However these was never any doubt about how at home Kath felt in Salts Mill. "It’s a very democratic place,” she tells me. “The brilliant part is you have people who would never go into a formal gallery. Here, you get all sorts, and you have that fantastic opportunity to go, ‘Take a look at this,’”

Part of the mission has been to act as a bridge between visitors to the galery and the kind of art jewellery it features. Exhibitions, of which there are a couple annually, involve interaction with the public — a quiz, a vote or more direct involvement. Kath shows mevideos of people enthusiastically modelling items from the flamboyant Natural Histrionics show in 2013. "We let people declaim their enthusiasm for a particular piece by building a small stage and allowing them to be histrionic. People are very up for these things.”

She is also keen to emphasise how the gallery straddles the world of high-concept art jewellery – often made from materials like paper, plastic or base metals – and the more conventional jewellery world of precious metals and stones. “People bring us heirloom pieces,” she tells me, “that belonged to a husband or a grandparent and that they want to give new life to. Sometimes it’s as simple as taking a stone out of an old piece and putting it into a new piece, sometimes it’s about completely reconfiguring something.”

Kath has always focused on promoting new talent, with annual shows for new jewellery graduates. She and her staff go to the Business Design Centre in Islington, where the degree shows have stands with graduates’ work at the end of June, prior to a new graduate show at the Gallery in November.

“It’s very important to me to showcase new graduates, and a lot of these people have gone on to do well,” she continues, mentioning Kelly Monro, whose work is based on fishing nets and creels of her Scottish home town, and Genevieve Howard, also a musician, who makes pieces using Japanese linen paper, representing the physical notation of her favourite music.

Kath’s championing of art jewellery and nurturing new talent has created a unique niche in the British jewellery world. London based Electrum and the Lesley Craze Gallery both had a similar ambit, but both closed within the past few years. The esteem in which Kath is held was reflected when she was asked to take on the Lesley Craze Gallery. “I didn’t have a desire to be in London doing this. It’s the very particularity of what Salts Mill is that works for me. It’s my little family. It’s the antidote to ‘corporate’ here and I’m not a corporate person.”

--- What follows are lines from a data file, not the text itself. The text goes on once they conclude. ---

PR #451, opened 2022-08-10
Add Conn() support to all storage drivers.

### LINKED ISSUE #440: [Feature Request] Support for retrieving database connections from storage structures
Provide a way to retrieve the db object from the storage.

Example:
```
store := redis.New()
db := store.DB()
keys := db.keys()
```

Currently theres no way to access the DB from any of the storage drivers, limiting the user options within Fiber.

gaby:
This PR adds support for `Conn()` to all drivers. The main purpose is allow access to the underlying database client from the interface.

Fixes #440


ReneWerner87:
thanks for that big PR -> will check it soon

efectn:
Wouldn't `Conn()` be more logical than `DB()` 🤔🤔

gaby:
@efectn Agree, I can change it

gaby:
I'm still not sure what to do with the `memory` driver, given that it returns a Map of Entry.

gaby:
Done, all functions have been renamed from `DB()` to `Conn()`

arangodb/arangodb_test.go
```diff
@@ -132,3 +132,7 @@ func Test_ARANGODB_Non_UTF8(t *testing.T) {
 func Test_ARANGODB_Close(t *testing.T) {
 	utils.AssertEqual(t, nil, testStore.Close())
 }
+
+func Test_ARANGODB_DB(t *testing.T) {
```
efectn, line 136: Please change Test_*_DB to Test_*Conn_

efectn (changes requested):

arangodb/arangodb_test.go
gaby: Done

bbolt/README.md
```diff
@@ -17,6 +17,7 @@ func (s *Storage) Set(key string, val []byte, exp time.Duration) error
 func (s *Storage) Delete(key string) error
 func (s *Storage) Reset() error
 func (s *Storage) Close() error
+func (s *Storage) Conn() bbolt.DB
```
efectn, line 20: There're some mistakes on READMEs like this. please add pointer if they return pointer

README.md
```diff
@@ -46,6 +46,9 @@ type Storage interface {
 	// Close closes the storage and will stop any running garbage
 	// collectors and open connections.
 	Close() error
+
+	// Returns the underlying DB client
+	Conn() db.Client
```
efectn, line 51: I think we don't need here because of we dont add `Conn()` into the `Storage` interface.

efectn (changes requested):

README.md
gaby: Done

bbolt/README.md
gaby: Done

gaby: The only ones that don't return pointers are `Memory` and `ArangoDB`. I have updated the README for all the other drivers.

efectn (approved):

gaby:
@efectn @ReneWerner87 Who can approve the workflows to be run? Thanks

gaby:
I'm not sure which field to use for ArangoDB.

gaby:
@efectn @ReneWerner87 I replaced the return with `driver.Client` since from the client the user can call `Databases()` and get all the databases, collections, etc.

ReneWerner87 (approved):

Having been part of that family for 20 years, the centrepiece of this year’s programme is an exhibition called 20/20. “The theme,” Kath explains, “is 20 international art jewellers to mark 20 years… and you need 20/20 vision to look closely and get the most out of it.”

Going through the highlights, she mentions Jing Yang, from China. “Her exhibition was like going into the British Museum. You see all these vases on podiums, but it’s called I Am Not A Vase. They break apart and they become necklaces. In China a beautiful woman is often called a vase – beautiful but hollow. She’s challenging that.”

The makers involved are typically diverse, coming from South America, East Asia and many parts of Europe, picking up an international theme at the Gallery – an aspect Kath has pursued since full time involvement in the business allowed her to attend major jewellery shows, such as Munich’s Schmuck, the source for most of the 20/20 exhibitors.

I’m shown some items that have already arrived, and am particularly taken with Carina Shoshtary’s graffiti-based work and Yojae Lee’s insect brooches, the latter both large and delicate at the same time.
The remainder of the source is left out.